= ACTION ITEM =
Report back every line from the entries below in which the word "locking" occurs.

= EXERCISE INPUTS =
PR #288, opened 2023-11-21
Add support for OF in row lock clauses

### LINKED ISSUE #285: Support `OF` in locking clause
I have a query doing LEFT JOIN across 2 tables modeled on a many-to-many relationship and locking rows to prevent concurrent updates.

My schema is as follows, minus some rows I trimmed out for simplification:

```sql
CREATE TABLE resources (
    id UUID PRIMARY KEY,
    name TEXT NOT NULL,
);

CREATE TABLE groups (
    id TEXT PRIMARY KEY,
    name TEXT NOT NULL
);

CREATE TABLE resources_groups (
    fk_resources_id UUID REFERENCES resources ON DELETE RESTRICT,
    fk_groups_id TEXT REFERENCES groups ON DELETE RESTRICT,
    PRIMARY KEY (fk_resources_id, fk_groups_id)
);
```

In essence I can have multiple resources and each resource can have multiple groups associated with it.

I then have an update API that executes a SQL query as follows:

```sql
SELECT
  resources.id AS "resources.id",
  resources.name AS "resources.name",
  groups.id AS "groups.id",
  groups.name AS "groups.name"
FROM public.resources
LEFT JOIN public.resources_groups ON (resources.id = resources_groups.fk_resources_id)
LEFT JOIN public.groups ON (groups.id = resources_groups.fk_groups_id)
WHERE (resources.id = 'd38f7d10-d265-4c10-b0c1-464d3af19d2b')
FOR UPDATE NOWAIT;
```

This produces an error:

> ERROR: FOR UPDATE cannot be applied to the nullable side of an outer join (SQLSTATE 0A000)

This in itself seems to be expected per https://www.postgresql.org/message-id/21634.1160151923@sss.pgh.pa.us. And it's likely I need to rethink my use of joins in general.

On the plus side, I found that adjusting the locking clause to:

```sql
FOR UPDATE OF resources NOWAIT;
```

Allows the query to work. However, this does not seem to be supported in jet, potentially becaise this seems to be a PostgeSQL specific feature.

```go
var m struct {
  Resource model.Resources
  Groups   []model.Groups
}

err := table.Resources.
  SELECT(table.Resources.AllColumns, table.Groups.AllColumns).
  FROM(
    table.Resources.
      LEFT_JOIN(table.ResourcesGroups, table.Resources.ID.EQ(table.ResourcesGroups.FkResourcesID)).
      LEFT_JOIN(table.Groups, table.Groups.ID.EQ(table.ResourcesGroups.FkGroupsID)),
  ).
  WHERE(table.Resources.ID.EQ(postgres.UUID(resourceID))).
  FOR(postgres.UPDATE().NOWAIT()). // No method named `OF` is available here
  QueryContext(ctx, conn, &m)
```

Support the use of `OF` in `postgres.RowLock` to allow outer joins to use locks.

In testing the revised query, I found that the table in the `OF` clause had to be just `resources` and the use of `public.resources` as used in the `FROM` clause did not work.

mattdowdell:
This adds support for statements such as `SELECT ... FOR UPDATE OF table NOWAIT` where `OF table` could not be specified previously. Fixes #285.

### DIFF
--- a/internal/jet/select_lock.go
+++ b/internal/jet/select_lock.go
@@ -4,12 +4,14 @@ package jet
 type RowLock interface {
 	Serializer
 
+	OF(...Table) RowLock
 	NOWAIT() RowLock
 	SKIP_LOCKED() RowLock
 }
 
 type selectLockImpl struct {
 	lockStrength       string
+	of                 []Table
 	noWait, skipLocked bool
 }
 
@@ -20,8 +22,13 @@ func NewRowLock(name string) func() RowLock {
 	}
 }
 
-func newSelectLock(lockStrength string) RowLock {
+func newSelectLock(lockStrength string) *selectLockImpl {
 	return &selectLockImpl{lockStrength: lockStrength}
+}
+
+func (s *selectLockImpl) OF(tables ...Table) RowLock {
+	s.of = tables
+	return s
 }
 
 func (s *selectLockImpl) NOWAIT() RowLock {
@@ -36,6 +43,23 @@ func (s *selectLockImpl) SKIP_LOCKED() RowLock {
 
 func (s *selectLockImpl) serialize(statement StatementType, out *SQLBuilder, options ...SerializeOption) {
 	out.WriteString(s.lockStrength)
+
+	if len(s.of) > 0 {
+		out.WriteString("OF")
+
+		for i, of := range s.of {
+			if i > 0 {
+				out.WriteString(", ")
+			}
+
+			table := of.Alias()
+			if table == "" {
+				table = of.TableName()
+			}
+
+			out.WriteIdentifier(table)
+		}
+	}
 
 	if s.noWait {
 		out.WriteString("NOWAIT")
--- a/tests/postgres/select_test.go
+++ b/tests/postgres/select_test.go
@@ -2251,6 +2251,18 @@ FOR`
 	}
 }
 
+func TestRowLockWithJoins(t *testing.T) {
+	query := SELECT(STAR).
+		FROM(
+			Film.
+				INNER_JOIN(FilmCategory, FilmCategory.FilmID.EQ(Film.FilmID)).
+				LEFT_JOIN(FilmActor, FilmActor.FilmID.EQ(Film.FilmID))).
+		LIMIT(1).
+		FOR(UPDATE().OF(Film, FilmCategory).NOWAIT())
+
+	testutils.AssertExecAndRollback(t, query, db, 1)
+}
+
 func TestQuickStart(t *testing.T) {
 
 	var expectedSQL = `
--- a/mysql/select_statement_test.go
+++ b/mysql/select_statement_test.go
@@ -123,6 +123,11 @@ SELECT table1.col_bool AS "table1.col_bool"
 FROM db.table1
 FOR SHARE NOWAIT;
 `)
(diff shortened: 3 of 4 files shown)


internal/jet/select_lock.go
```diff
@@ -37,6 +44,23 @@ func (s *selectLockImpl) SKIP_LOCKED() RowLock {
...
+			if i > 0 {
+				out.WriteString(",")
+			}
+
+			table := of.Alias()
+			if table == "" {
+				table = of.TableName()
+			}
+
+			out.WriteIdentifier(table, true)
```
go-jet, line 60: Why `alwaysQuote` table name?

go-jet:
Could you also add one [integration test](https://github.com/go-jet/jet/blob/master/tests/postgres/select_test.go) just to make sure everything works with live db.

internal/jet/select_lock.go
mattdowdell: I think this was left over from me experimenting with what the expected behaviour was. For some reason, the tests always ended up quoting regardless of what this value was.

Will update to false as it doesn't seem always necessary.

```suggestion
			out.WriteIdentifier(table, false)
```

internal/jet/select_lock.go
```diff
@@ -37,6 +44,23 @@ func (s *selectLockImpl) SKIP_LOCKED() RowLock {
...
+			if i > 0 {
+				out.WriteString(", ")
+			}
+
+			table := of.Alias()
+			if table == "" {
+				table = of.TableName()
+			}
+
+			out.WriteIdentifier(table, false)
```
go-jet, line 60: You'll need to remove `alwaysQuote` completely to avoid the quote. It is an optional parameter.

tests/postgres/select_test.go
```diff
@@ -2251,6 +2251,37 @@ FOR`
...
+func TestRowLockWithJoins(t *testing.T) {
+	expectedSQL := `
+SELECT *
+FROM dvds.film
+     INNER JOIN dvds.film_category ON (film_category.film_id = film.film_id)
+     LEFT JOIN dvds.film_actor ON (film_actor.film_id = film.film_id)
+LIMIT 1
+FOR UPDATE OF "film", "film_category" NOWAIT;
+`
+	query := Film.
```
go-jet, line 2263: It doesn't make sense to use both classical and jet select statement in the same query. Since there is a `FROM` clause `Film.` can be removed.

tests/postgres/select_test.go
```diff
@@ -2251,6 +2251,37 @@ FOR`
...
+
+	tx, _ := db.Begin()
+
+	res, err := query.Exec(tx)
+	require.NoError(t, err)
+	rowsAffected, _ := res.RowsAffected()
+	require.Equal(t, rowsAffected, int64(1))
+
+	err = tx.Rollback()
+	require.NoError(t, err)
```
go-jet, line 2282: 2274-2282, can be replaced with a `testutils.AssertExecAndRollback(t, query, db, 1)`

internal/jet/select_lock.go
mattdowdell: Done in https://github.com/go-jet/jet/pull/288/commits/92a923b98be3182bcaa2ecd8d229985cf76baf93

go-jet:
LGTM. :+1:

= EXERCISE RESPONSE =
### LINKED ISSUE #285: Support `OF` in locking clause
I have a query doing LEFT JOIN across 2 tables modeled on a many-to-many relationship and locking rows to prevent concurrent updates.
On the plus side, I found that adjusting the locking clause to:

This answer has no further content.